## [INSTRUCTIONS TO FOLLOW]
Pull out from the material below all lines with "provided".

## [INFORMATION]

Issue #857, opened 2022-04-07
Provide function signature help


radeksimko:
## Background

LSP provides [`textDocument/signatureHelp`](https://microsoft.github.io/language-server-protocol/specifications/lsp/3.17/specification/#textDocument_signatureHelp) to provide the client with data about a function within the context of a function call.

Terraform configuration language has a number of [built-in functions](https://www.terraform.io/docs/configuration/functions.html), some of which come from HCL.

### Function Signature Help

After picking the function name from a completion popup, or typing the name and the "trigger character" `(` (opening brace).

![image3](https://user-images.githubusercontent.com/287584/162210577-cb37d8ad-ed9b-4268-969d-04ceae756986.gif)

## Implementation Notes

 - [x] https://github.com/hashicorp/terraform-ls/issues/37
 - [x] Introduce `SignatureAtPos(filename string, pos hcl.Pos) (*FuncSignature, error)` into `PathDecoder` in `hcl-lang/decoder`
 - [x] Update `hcl-lang` in LS

Issue #37, opened 2020-03-24
Support built-in functions


radeksimko:
## Background

Terraform configuration language has a number of [built-in functions](https://www.terraform.io/docs/configuration/functions.html), some of which come from HCL.

### Name Completion

When a user requests completion on the RHS (after "="), aside from other candidates (such as references), they're presented with function names compatible with the attribute type, i.e. functions which return `string` (or "any type") if the attribute is of type `string`.

<img width="863" alt="image5" src="https://user-images.githubusercontent.com/287584/162210695-0210281a-45ba-48af-b82f-253d93bc0ab6.png">

### Argument Completion

When the user confirms the function name from completion or types the opening brace, they are provided with any references of the argument type, i.e. if the argument being completed is of `string` type, then any references of `string` type are provided.

<img width="613" alt="image4" src="https://user-images.githubusercontent.com/287584/162210858-4e967146-abc5-466f-9af3-61463664d9af.png">

### Hover

When the user hovers over the function name, they are provided with the signature of the function, brief description and link to the documentation for that function.

<img width="527" alt="image2" src="https://user-images.githubusercontent.com/287584/162211023-e40e7733-30d4-4a33-8455-b92b73f1d941.png">

### Semantic Tokens

The name of a valid function, such as `format` will be highlighted semantically as function name, name of an invalid function (such as `frmt`) will not. That way users can tell the difference between typo-ed function name and correct one just from the colours.

## Implementation Notes

 - [x] `zclconf/go-cty`
    - [x] Introduce `Description` to the [`Spec`](https://pkg.go.dev/github.com/zclconf/go-cty@v1.10.0/cty/function#Spec) and [`Parameter`](https://pkg.go.dev/github.com/zclconf/go-cty@v1.10.0/cty/function#Parameter) types of `zclconf/go-cty/function`
    - [x] Backfill descriptions of functions & args in cty [`stdlib`](https://pkg.go.dev/github.com/zclconf/go-cty@v1.10.0/cty/function/stdlib) from [docs](https://www.terraform.io/language/functions)
 - [x] `hashicorp/terraform`
    - [x] Backfill descriptions of functions & args in [Terraform Core](https://github.com/hashicorp/terraform/blob/main/internal/lang/functions.go) from [docs](https://www.terraform.io/language/functions) to enable signatures to be exposed via CLI later
 - [x] `hashicorp/terraform-schema`
[...]

PR #1077, opened 2022-09-23
Add support for function signature help

dbanck:
This PR enables signature help for function signatures. 

To make this work, we first add the function signatures from terraform-schema (introduced in https://github.com/hashicorp/terraform-schema/pull/145) to the `PathContext`. This work is also required to enable completion, hover, etc. for functions later on.

We then add a new handler for the `textDocument/signatureHelp` LSP method.

## UX
Nested function calls with variadic parameters

Functions without any arguments

No signature help, if passing too many arguments

Multiline function calls

---

* Depends on https://github.com/hashicorp/terraform-schema/pull/145
* Depends on https://github.com/hashicorp/hcl-lang/pull/135
* Part of https://github.com/hashicorp/terraform-ls/issues/37
* Closes https://github.com/hashicorp/terraform-ls/issues/857


internal/langserver/handlers/service.go
```diff
@@ -272,6 +272,17 @@ func (svc *service) Assigner() (jrpc2.Assigner, error) {
...
 			return handle(ctx, req, svc.TextDocumentFormatting)
 		},
+		"textDocument/signatureHelp": func(ctx context.Context, req *jrpc2.Request) (interface{}, error) {
+			err := session.CheckInitializationIsConfirmed()
+			if err != nil {
+				return nil, err
+			}
+
+			ctx = ilsp.WithClientCapabilities(ctx, cc)
+			ctx = ilsp.ContextWithClientName(ctx, &clientName)
```
radeksimko, line 282: What do we need the client name for here? 🤔

internal/lsp/signature.go
```diff
@@ -0,0 +1,33 @@
...
+	"github.com/hashicorp/terraform-ls/internal/mdplain"
+	lsp "github.com/hashicorp/terraform-ls/internal/protocol"
+)
+
+func ToSignatureHelp(signature *lang.FunctionSignature) *lsp.SignatureHelp {
+	if signature == nil {
+		return nil
+	}
+
+	parameters := make([]lsp.ParameterInformation, 0)
```
radeksimko, line 14:
```suggestion
	parameters := make([]lsp.ParameterInformation, 0, len(signature.Parameters))
```
Nitpick: We can allocate the exact capacity since we know it upfront.

internal/lsp/signature.go
```diff
@@ -0,0 +1,33 @@
...
+	for _, p := range signature.Parameters {
+		parameters = append(parameters, lsp.ParameterInformation{
+			Label:         p.Name,
+			Documentation: mdplain.Clean(p.Description.Value),
```
radeksimko, line 18:
```suggestion
			// TODO: Support markdown per https://github.com/hashicorp/terraform-ls/issues/1212
			Documentation: mdplain.Clean(p.Description.Value),
```

internal/lsp/signature.go
```diff
@@ -0,0 +1,33 @@
...
+		})
+	}
+
+	return &lsp.SignatureHelp{
+		Signatures: []lsp.SignatureInformation{
+			{
+				Label:           signature.Name,
+				Documentation:   mdplain.Clean(signature.Description.Value),
```
radeksimko, line 26:
```suggestion
				// TODO: Support markdown per https://github.com/hashicorp/terraform-ls/issues/1212
				Documentation:   mdplain.Clean(signature.Description.Value),
```

internal/lsp/signature.go
```diff
@@ -0,0 +1,33 @@
...
+	parameters := make([]lsp.ParameterInformation, 0)
+	for _, p := range signature.Parameters {
+		parameters = append(parameters, lsp.ParameterInformation{
+			Label:         p.Name,
+			Documentation: mdplain.Clean(p.Description.Value),
+		})
+	}
+
+	return &lsp.SignatureHelp{
+		Signatures: []lsp.SignatureInformation{
```
radeksimko, line 23: Thinking out loud - what is even the use case for multiple signatures in the spec? 🤔

internal/langserver/handlers/signature_help.go
```diff
@@ -0,0 +1,38 @@
...
+
+	ilsp "github.com/hashicorp/terraform-ls/internal/lsp"
+	lsp "github.com/hashicorp/terraform-ls/internal/protocol"
+)
+
+func (svc *service) SignatureHelp(ctx context.Context, params lsp.SignatureHelpParams) (*lsp.SignatureHelp, error) {
+	_, err := ilsp.ClientCapabilities(ctx)
+	if err != nil {
+		return nil, err
+	}
```
radeksimko, line 14: Just double checking: Do we not need to gate certain parts of the response based on the client capabilities?

 - `documentationFormat` - we cannot provide markdown even if the client asks for it - so I suppose there's nothing to do there until/unless https://github.com/hashicorp/terraform-ls/issues/1212 is addressed
 - `activeParameterSupport` - I guess we'd have to send literal `0` if client doesn't support it, because the struct field is `int` (i.e. not optional), so that's a problem similar to https://github.com/hashicorp/terraform-ls/issues/1212 is it? Although we don't track it anywhere explicitly yet.
 - `labelOffsetSupport` - this would be dependent on https://github.com/hashicorp/terraform-ls/issues/1211 right?

radeksimko (approved):
LGTM overall, works great 🥇 👍🏻 

I left only very minor questions and comments in-line but they're not really blocking.

internal/langserver/handlers/service.go
dbanck: Good catch, copy/waste from `hover`

internal/lsp/signature.go
dbanck: That feature might be required for [function overloads](https://www.typescriptlang.org/docs/handbook/2/functions.html#function-overloads).

radeksimko: I see, so not something we'd ever need in HCL then.

internal/langserver/handlers/signature_help.go
dbanck: `documentationFormat` and `labelOffsetSupport` shouldn't be a problem. But I keep thinking about `activeParameterSupport`. 

We currently set `activeParameter` on [SignatureInformation](https://microsoft.github.io/language-server-protocol/specifications/lsp/3.17/specification/#signatureInformation) and this field was added in `3.16.0`. So I might just set this on [SignatureHelp](https://microsoft.github.io/language-server-protocol/specifications/lsp/3.17/specification/#signatureHelp) to instead to be save?

radeksimko: > We currently set activeParameter on [SignatureInformation](https://microsoft.github.io/language-server-protocol/specifications/lsp/3.17/specification/#signatureInformation) and this field was added in 3.16.0. So I might just set this on [SignatureHelp](https://microsoft.github.io/language-server-protocol/specifications/lsp/3.17/specification/#signatureHelp) to instead to be save?

Aye, I didn't realise _that_ minor difference either.

I was more referring to the fact that `activeParameter` in both cases is optional and if we were strictly following the spec, we shouldn't be sending it to the client, unless it explicitly sent us `activeParameterSupport: true`. But again - this is in practice hard to achieve since the underlying type is now `uint32` and not `*uint32`, so we cannot omit that unless we reimplement the relevant struct(s).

## [ANSWER FOR THIS EXERCISE]
When the user confirms the function name from completion or types the opening brace, they are provided with any references of the argument type, i.e. if the argument being completed is of `string` type, then any references of `string` type are provided.
When the user hovers over the function name, they are provided with the signature of the function, brief description and link to the documentation for that function.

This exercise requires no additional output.